The problem:
Give the number of lines in the data below where the string "ContainerIPForwarding" occurs, and nothing else.
-------- Excerpted records
PR #1415, opened 2021-07-30
Add VPP support

AloysAugustin:
## Description

This PR adds support for VPP in the operator. We hope that it will enable the operator to become the primary way of managing Calico installations with the VPP dataplane enabled.
It should have no impact when VPP-specific configuration is not added. It changes the Installation object to add `VPP` as an option for `linuxDataplane`, and adds all the VPP-specific options in a `vpp` object under the `CalicoNetwork` object. 

It has been tested manually on VM, baremetal and EKS clusters, which are the 3 deployments currently officially supported by VPP.

## For PR author

- [ ] Tests for change.

## For PR reviewers

- [ ] Appropriate labels:

### DIFF
--- a/api/v1/installation_types.go
+++ b/api/v1/installation_types.go
@@ -302,6 +302,7 @@ type LinuxDataplaneOption string
 const (
 	LinuxDataplaneIptables LinuxDataplaneOption = "Iptables"
 	LinuxDataplaneBPF      LinuxDataplaneOption = "BPF"
+	LinuxDataplaneVPP      LinuxDataplaneOption = "VPP"
 )
 
 // CalicoNetworkSpec specifies configuration options for Calico provided pod networking.
@@ -311,7 +312,7 @@ type CalicoNetworkSpec struct {
 	// If not specified, iptables mode is used.
 	// Default: Iptables
 	// +optional
-	// +kubebuilder:validation:Enum=Iptables;BPF
+	// +kubebuilder:validation:Enum=Iptables;BPF;VPP
 	LinuxDataplane *LinuxDataplaneOption `json:"linuxDataplane,omitempty"`
 
 	// BGP configures whether or not to enable Calico's BGP capabilities.
--- a/pkg/controller/installation/validation.go
+++ b/pkg/controller/installation/validation.go
@@ -249,6 +249,9 @@ func validateCustomResource(instance *operatorv1.Installation) error {
 
 		// VPP specific validation
 		if instance.Spec.CalicoNetwork.LinuxDataplane != nil && *instance.Spec.CalicoNetwork.LinuxDataplane == operatorv1.LinuxDataplaneVPP {
+			if instance.Spec.Variant != operatorv1.Calico {
+				return fmt.Errorf("The VPP dataplane only supports the Calico variant (configured: %s)", instance.Spec.Variant)
+			}
 			if instance.Spec.CNI.Type != operatorv1.PluginCalico {
 				return fmt.Errorf("The VPP dataplane only supports the Calico CNI (configured: %s)", instance.Spec.CNI.Type)
 			}
--- a/pkg/controller/installation/validation.go
+++ b/pkg/controller/installation/validation.go
@@ -247,6 +247,16 @@ func validateCustomResource(instance *operatorv1.Installation) error {
 			}
 		}
 
+		// VPP specific validation
+		if instance.Spec.CalicoNetwork.LinuxDataplane != nil && *instance.Spec.CalicoNetwork.LinuxDataplane == operatorv1.LinuxDataplaneVPP {
+			if instance.Spec.CNI.Type != operatorv1.PluginCalico {
+				return fmt.Errorf("The VPP dataplane only supports the Calico CNI (configured: %s)", instance.Spec.CNI.Type)
+			}
+			if instance.Spec.CalicoNetwork.BGP == nil || *instance.Spec.CalicoNetwork.BGP == operatorv1.BGPDisabled {
+				return fmt.Errorf("VPP requires BGP to be enabled")
+			}
+		}
+
 		if bpfDataplane && instance.Spec.CalicoNetwork.NodeAddressAutodetectionV4 == nil {
 			return fmt.Errorf("spec.calicoNetwork.nodeAddressAutodetectionV4 is required for the BPF dataplane")
 		}
--- a/pkg/controller/installation/validation.go
+++ b/pkg/controller/installation/validation.go
@@ -258,6 +258,9 @@ func validateCustomResource(instance *operatorv1.Installation) error {
 			if instance.Spec.CalicoNetwork.BGP == nil || *instance.Spec.CalicoNetwork.BGP == operatorv1.BGPDisabled {
 				return fmt.Errorf("VPP requires BGP to be enabled")
 			}
+			if instance.Spec.CalicoNetwork.HostPorts != nil && *instance.Spec.CalicoNetwork.HostPorts == operatorv1.HostPortsDisabled {
+				return fmt.Errorf("VPP doesn't support disabling HostPorts")
+			}
 		}
 
 		if bpfDataplane && instance.Spec.CalicoNetwork.NodeAddressAutodetectionV4 == nil {
--- a/pkg/render/node.go
+++ b/pkg/render/node.go
@@ -1260,9 +1260,6 @@ func (c *nodeComponent) nodeEnvVars() []corev1.EnvVar {
 			nodeEnv = append(nodeEnv, corev1.EnvVar{
 				Name:  "FELIX_AWSSRCDSTCHECK",
 				Value: "Disable",
-			}, corev1.EnvVar{
-				Name:  "IP_AUTODETECTION_METHOD",
-				Value: "interface=eth0",
 			})
 		}
 	}
@@ -1301,6 +1298,7 @@ func (c *nodeComponent) nodeEnvVars() []corev1.EnvVar {
 	} else {
 		// BGP is enabled.
 		if c.vppDataplaneEnabled() {
+			// VPP comes with its own BGP daemon, so bird should be disabled
 			nodeEnv = append(nodeEnv, corev1.EnvVar{Name: "CALICO_NETWORKING_BACKEND", Value: "none"})
 		} else {
 			nodeEnv = append(nodeEnv, corev1.EnvVar{Name: "CALICO_NETWORKING_BACKEND", Value: "bird"})
--- a/pkg/render/node.go
+++ b/pkg/render/node.go
@@ -488,6 +488,15 @@ func (c *nodeComponent) nodeCNIConfigMap() *corev1.ConfigMap {
 		k8sAPIRoot = fmt.Sprintf("\n          \"k8s_api_root\":\"%s\",", apiRoot)
 	}
 
+	var externalDataplane string = ""
+	if c.vppDataplaneEnabled() {
+		externalDataplane = `,
+      "dataplane_options": {
+        "type": "grpc",
+        "socket": "unix:///var/run/calico/cni-server.sock"
+      }`
+	}
+
 	// Build the CNI configuration json.
 	var config = fmt.Sprintf(`{
   "name": "k8s-pod-network",
@@ -509,14 +518,14 @@ func (c *nodeComponent) nodeCNIConfigMap() *corev1.ConfigMap {
       },
       "kubernetes": {%s
           "kubeconfig": "__KUBECONFIG_FILEPATH__"
-      }
+      }%s
     },
     {
       "type": "bandwidth",
       "capabilities": {"bandwidth": true}
     }%s
   ]
-}`, mtu, nodenameFileOptional, ipam, ipForward, k8sAPIRoot, portmap)
+}`, mtu, nodenameFileOptional, ipam, ipForward, k8sAPIRoot, externalDataplane, portmap)
 
 	return &corev1.ConfigMap{
 		TypeMeta: metav1.TypeMeta{Kind: "ConfigMap", APIVersion: "v1"},
@@ -787,6 +796,13 @@ func (c *nodeComponent) nodeVolumes() []corev1.Volume {
 		)
 	}
 
+	if c.vppDataplaneEnabled() {
+		volumes = append(volumes,
+			// Volume that contains the felix dataplane binary
+			corev1.Volume{Name: "felix-plugins", VolumeSource: corev1.VolumeSource{HostPath: &corev1.HostPathVolumeSource{Path: "/var/lib/calico/felix-plugins"}}},
+		)
+	}
+
 	// If needed for this configuration, then include the CNI volumes.
 	if c.cfg.Installation.CNI.Type == operatorv1.PluginCalico {
 		// Determine directories to use for CNI artifacts based on the provider.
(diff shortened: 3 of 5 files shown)


pkg/render/node.go
```diff
@@ -1484,11 +1893,20 @@ func GetIPv6Pool(pools []operatorv1.IPPool) *operatorv1.IPPool {
...
+		*cr.CalicoNetwork.LinuxDataplane == operatorv1.LinuxDataplaneVPP &&
+		cr.CalicoNetwork.VPP != nil
+}
+
 // bgpEnabled returns true if the given Installation enables BGP, false otherwise.
 func bgpEnabled(instance *operatorv1.InstallationSpec) bool {
 	return instance.CalicoNetwork != nil &&
 		instance.CalicoNetwork.BGP != nil &&
-		*instance.CalicoNetwork.BGP == operatorv1.BGPEnabled
+		*instance.CalicoNetwork.BGP == operatorv1.BGPEnabled &&
```
caseydavenport, line 1908: I think this change is a bit confusing - instance.CalicoNetwork.BGP is meant to indicate whether or not BGP should be enabled - since VPP bundles its own BGP daemon, BGP is actually enabled, it's just not using BIRD.

Maybe it's as simple as renaming this function to `birdEnabled`? 

We probably also want to update validation to ensure that if VPP is enabled, instance.CalicoNetwork.BGP is also enabled - unless VPP data plane also supports running without BGP?

pkg/render/node.go
```diff
@@ -1484,11 +1893,20 @@ func GetIPv6Pool(pools []operatorv1.IPPool) *operatorv1.IPPool {
 	return nil
 }
 
+// vppDataplaneEnabled returns true if the given Installation enables VPP
+func vppDataplaneEnabled(cr *operatorv1.InstallationSpec) bool {
+	return cr.CalicoNetwork != nil &&
+		cr.CalicoNetwork.LinuxDataplane != nil &&
+		*cr.CalicoNetwork.LinuxDataplane == operatorv1.LinuxDataplaneVPP &&
```
caseydavenport, line 1900: It's a bit of a red flag to me that we're relying on two API configs to determine if vpp is enabled. the LinuxDataplane option should be the deciding factor as to whether or not the VPP dataplane is being used.

The cr.CalicoNetwork.VPP should probably be defaulted based on the LinuxDataplane option, and validation should be used to make sure that the two are consistent with each other before ever reaching this function.

caseydavenport: In other words - cr.CalicoNetwork.VPP should never be nil at this point in the code if LinuxDataplane == VPP

pkg/render/node.go
```diff
@@ -706,6 +798,46 @@ func (c *nodeComponent) nodeDaemonset(cniCfgMap *corev1.ConfigMap) *appsv1.Daemo
 	return &ds
 }
 
+// vppDaemonset creates the vpp daemonset.
+func (c *nodeComponent) vppDaemonset() *appsv1.DaemonSet {
```
caseydavenport, line 802: I think there is probably a case to made for this DaemonSet and supporting functions being in its own rendered - it's not really part of calico/node. @tmjd WDYT?

pkg/render/node.go
```diff
@@ -255,137 +289,180 @@ func (c *nodeComponent) nodeRoleBinding() *rbacv1.ClusterRoleBinding {
...
-				Verbs: []string{"create", "update"},
+		},
+	}
+	return crb
+}
+
+// nodeRole creates the clusterrole containing policy rules that allow the node daemonset to operate normally.
+func (c *nodeComponent) nodeRole(forVpp bool) *rbacv1.ClusterRole {
+	var role *rbacv1.ClusterRole
+	if !forVpp {
```
caseydavenport, line 319: I'm not a fan of this approach for re-using the ClusterRole struct between two different cluster role. I think we should just have two separate cluster roles.

pkg/render/node.go
```diff
@@ -143,6 +147,20 @@ func (c *nodeComponent) ResolveImages(is *operatorv1.ImageSet) error {
 		errMsgs = append(errMsgs, err.Error())
 	}
 
+	if vppDataplaneEnabled(c.cfg.Installation) {
+		c.vppImage, err = components.GetReference(components.ComponentCalicoVpp, reg, path, prefix, is)
+	}
+	if err != nil {
```
caseydavenport, line 153: This error check should be within the `vppDataplaneEnabled` branch above where the error is generated

pkg/render/node.go
```diff
@@ -143,6 +147,20 @@ func (c *nodeComponent) ResolveImages(is *operatorv1.ImageSet) error {
...
+		errMsgs = append(errMsgs, err.Error())
+	}
+
+	if vppDataplaneEnabled(c.cfg.Installation) {
+		c.vppAgentImage, err = components.GetReference(components.ComponentCalicoVppAgent, reg, path, prefix, is)
+	}
+	if err != nil {
```
caseydavenport, line 160: same for this guy

api/v1/installation_types.go
```diff
@@ -345,6 +350,76 @@ type CalicoNetworkSpec struct {
...
+
+	// TunQueueSize can be used to configure the queue size of the uplink interface
+	// Default: 1024
+	// +optional
+	TunQueueSize int `json:"tunQueueSize,omitempty"`
+
+	// IPsec can be used to enable IPsec encryption of IPIP tunnels
+	// Accepted values: "Disabled" (default), "Enabled"
+	// +optional
+	IPsec string `json:"ipsec,omitempty"`
```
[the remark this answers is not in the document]
caseydavenport: Similar to SerivcePrefix, wondering if this should ultimately be outside of this struct and enforced using validation. In theory, other dataplanes could add IPSec support in the future.

caseydavenport (changes requested):
@AloysAugustin really sorry for the delay on this! To expedite, I think we should do what we talked about on the call and do this in two parts. I think it will also help clarify some of the logic for me as well.

1. Add the new LinuxDataplaneVPP option, which configures calico/node and CNI to use the external dataplane. The VPP daemonset itself can be deployed out-of-band.
2. Add the VPPConfiguration fields in a second PR, allowing deployment of VPP itself via the operator.

Hope that's not too much of a burden. 

I did review the VPPConfiguration section - I am still chewing on some of the details. Most of my comments were around aligning with [Kubernetes API conventions](https://github.com/kubernetes/community/blob/master/contributors/devel/sig-architecture/api-conventions.md). 

The other area I'm thinking about is validation - I don't see much of it in this PR as it stands, but we definitely will need some - especially doing cross-field validation that the entire Installation is consistent. The pattern we follow in the operator is that the render code shouldn't have to make decisions for the user - the defaulting and validation code should ensure that an actionable, self-consistent configuration is passed to render. 

As an example, if VPP is enabled but BGP is disabled, what is the user asking for? It's not clear, so we should validate against it.

api/v1/installation_types.go
```diff
@@ -345,6 +350,76 @@ type CalicoNetworkSpec struct {
...
+
+	// Hugepages can be set to "Enabled" if hugepages are available on all nodes
+	// to allow more efficient drivers to be used
+	// +optional
+	Hugepages string `json:"hugepages,omitempty"`
+
+	// DefaultGateway can be set to configure a default route in VPP.
+	// Accepted formats are "ipv4", "ipv6" or "ipv4,ipv6"
+	// +optional
+	DefaultGateway string `json:"defaultGateway,omitempty"`
```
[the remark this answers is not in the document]
AloysAugustin: We actually expect one or two IP addresses, looks like the comment is misleading :)

api/v1/installation_types.go
```diff
@@ -345,6 +350,76 @@ type CalicoNetworkSpec struct {
...
+	// Workers can be set to configure the number of VPP workers. With 0 workers, VPP will run with
+	// a single main thread processing API requests and network traffic. With 1+ workers, VPP will
+	// run with one main thread processing API requests, and the configured number of workers
+	// processing container traffic. Default: 0
+	// +optional
+	Workers int `json:"workers,omitempty"`
+
+	// HookType is set to specify node distribution, only "systemctl" is supported for now
+	// +optional
+	HookType string `json:"hookType,omitempty"`
```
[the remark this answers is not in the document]
AloysAugustin: It can also be empty - but like a few other fields, we should make it a proper enum, and default to something like "None"

AloysAugustin:
Thanks @caseydavenport for the review! I simplified this PR to include only the changes to calico-node as discussed. We'll open a new PR for the VPP specific bits, while taking your comments into account.

I've already added some level of config validation in this PR to ensure that the config is consistent (if VPP is enabled, the CNI should be calico and BGP should be enabled), and a few tests as well.

pkg/render/node.go
```diff
@@ -1220,6 +1245,27 @@ func (c *nodeComponent) nodeEnvVars() []corev1.EnvVar {
...
+		}, corev1.EnvVar{
+			Name:  "FELIX_XDPENABLED",
+			Value: "false",
+		})
+		if c.cfg.Installation.KubernetesProvider == operatorv1.ProviderEKS {
+			nodeEnv = append(nodeEnv, corev1.EnvVar{
+				Name:  "FELIX_AWSSRCDSTCHECK",
+				Value: "Disable",
+			}, corev1.EnvVar{
+				Name:  "IP_AUTODETECTION_METHOD",
```
caseydavenport, line 1264: IP_AUTODETECTION_METHOD is configurable via the Installation API, so we can't ignore whatever the user has specified there. If VPP requires this, then we should set this in defaulting and validation rather than deep in the render code so that the Installation API is consistent with the rendered objects.

pkg/render/node.go
```diff
@@ -1220,6 +1245,27 @@ func (c *nodeComponent) nodeEnvVars() []corev1.EnvVar {
...
+		}, corev1.EnvVar{
+			Name:  "FELIX_DATAPLANEDRIVER",
+			Value: "/usr/local/bin/felix-plugins/felix-api-proxy",
+		}, corev1.EnvVar{
+			Name:  "FELIX_XDPENABLED",
+			Value: "false",
+		})
+		if c.cfg.Installation.KubernetesProvider == operatorv1.ProviderEKS {
+			nodeEnv = append(nodeEnv, corev1.EnvVar{
+				Name:  "FELIX_AWSSRCDSTCHECK",
```
caseydavenport, line 1261: Hm, I was expecting us to already be setting this but it doesn't look like it. @tmjd do you recall whether we discussed this in the past?

pkg/render/node.go
```diff
@@ -1254,7 +1300,11 @@ func (c *nodeComponent) nodeEnvVars() []corev1.EnvVar {
 		}
 	} else {
 		// BGP is enabled.
-		nodeEnv = append(nodeEnv, corev1.EnvVar{Name: "CALICO_NETWORKING_BACKEND", Value: "bird"})
+		if c.vppDataplaneEnabled() {
+			nodeEnv = append(nodeEnv, corev1.EnvVar{Name: "CALICO_NETWORKING_BACKEND", Value: "none"})
```
caseydavenport, line 1304: Probably worth a comment here saying that BGP is enabled, but that the VPP data plane has its own BGP implementation and so we disabled BIRD anyway. Otherwise this code might be not-obvious for future readers.

pkg/controller/installation/validation.go
```diff
@@ -247,6 +247,16 @@ func validateCustomResource(instance *operatorv1.Installation) error {
 			}
 		}
 
+		// VPP specific validation
+		if instance.Spec.CalicoNetwork.LinuxDataplane != nil && *instance.Spec.CalicoNetwork.LinuxDataplane == operatorv1.LinuxDataplaneVPP {
```
caseydavenport, line 251: We should probably also verify that the `spec.Variant` field is set to `Calico` since we don't support this for Calico Enterprise just yet. 

@tmjd any other validations you think we should be checking here?

caseydavenport:
@AloysAugustin thanks for reworking this guy - it's looking very close! I just added a couple thoughts.

pkg/render/node.go
tmjd: I don't remember talking about that one before.
I'd be concerned to default it because of this from the [reference docs](https://projectcalico.docs.tigera.io/reference/felix/configuration) 
> Check IAM role and profile configuration for setting the necessary permission for this setting to work. [Default: DoNothing]

pkg/controller/installation/validation.go
tmjd: Are there any IPv4 and IPv6 limitations?
Any encapsulation limitations?
Are there any HostPorts or ContainerIPForwarding limitations?
I don't really know what limitations there would be, I was just looking at the fields in the Installation resource.

AloysAugustin: Thanks, good questions :) 
IPv4 / IPv6 / dual stack is supported.
In terms of encap, we support flat IP / IPIP / VXLAN and wireguard so I think it should be alright.
HostPorts have been added recently, and ContainerIPForwarding should be supported but I don't think we've tested it, I'll make a note to check it.

pkg/render/node.go
AloysAugustin: For this one, we've had a lot fewer issues by enabling it on EKS, and EKS nodes have the required IAM policy by default (as stated on [this page](https://projectcalico.docs.tigera.io/reference/resources/felixconfig#aws-iam-rolepolicy-for-source-destination-check-configuration)). So it would be nice to have a way to enable it. Would you prefer to expose this variable in the Installation spec and default it to `Disable` when using EKS + VPP?

AloysAugustin:
Thanks @caseydavenport  and @tmjd for the review, most comments should be addressed by the latest commit, looks like the last sticking point is the FELIX_AWSSRCDSTCHECK discussion.

pkg/controller/installation/validation.go
caseydavenport: > HostPorts have been added recently,

Perhaps a nitty point, but does VPP support _disabling_ hostports? e.g., if `hostPorts: Disabled` is set, will VPP respect that? If not, we need to validate that hostPorts is never set to Disabled while in VPP mode.

pkg/render/node.go
caseydavenport: I think it's OK to leave this as it is here - if we ever do add a config option for it, we can default that option based on existing behavior.

The only consideration would be if we want to set this via `FelixConfiguration` datastore API instead of an env variable - I believe that's the path we want to be going but I can't recall if we have the right render infrastructure set up to make that easy to do.

tmjd: Sounds good to me to leave this.
As discussed in the Calico Community meeting we don't have the proper infrastructure for the FelixConfiguration to allow/understand if the users overwrote/set the field.

pkg/controller/installation/validation.go
caseydavenport: @AloysAugustin just one more question above, otherwise I think this is good to go

AloysAugustin: We don't support disabling `HostPorts`, so I added a validation check for that.

caseydavenport:
@tmjd CI looks to be failing with a CRD issue - does this just need rebase to fix?

tmjd:
Yes, I merged a PR that should fix that earlier in the day.

AloysAugustin:
Thanks, I just rebased the branch.

AloysAugustin:
Looks like the CI failed again but I can't see the logs, any chance someone could take a look?

caseydavenport:
@AloysAugustin was just a test flake - all good now! :rocket:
----------------
Exercise answer:
2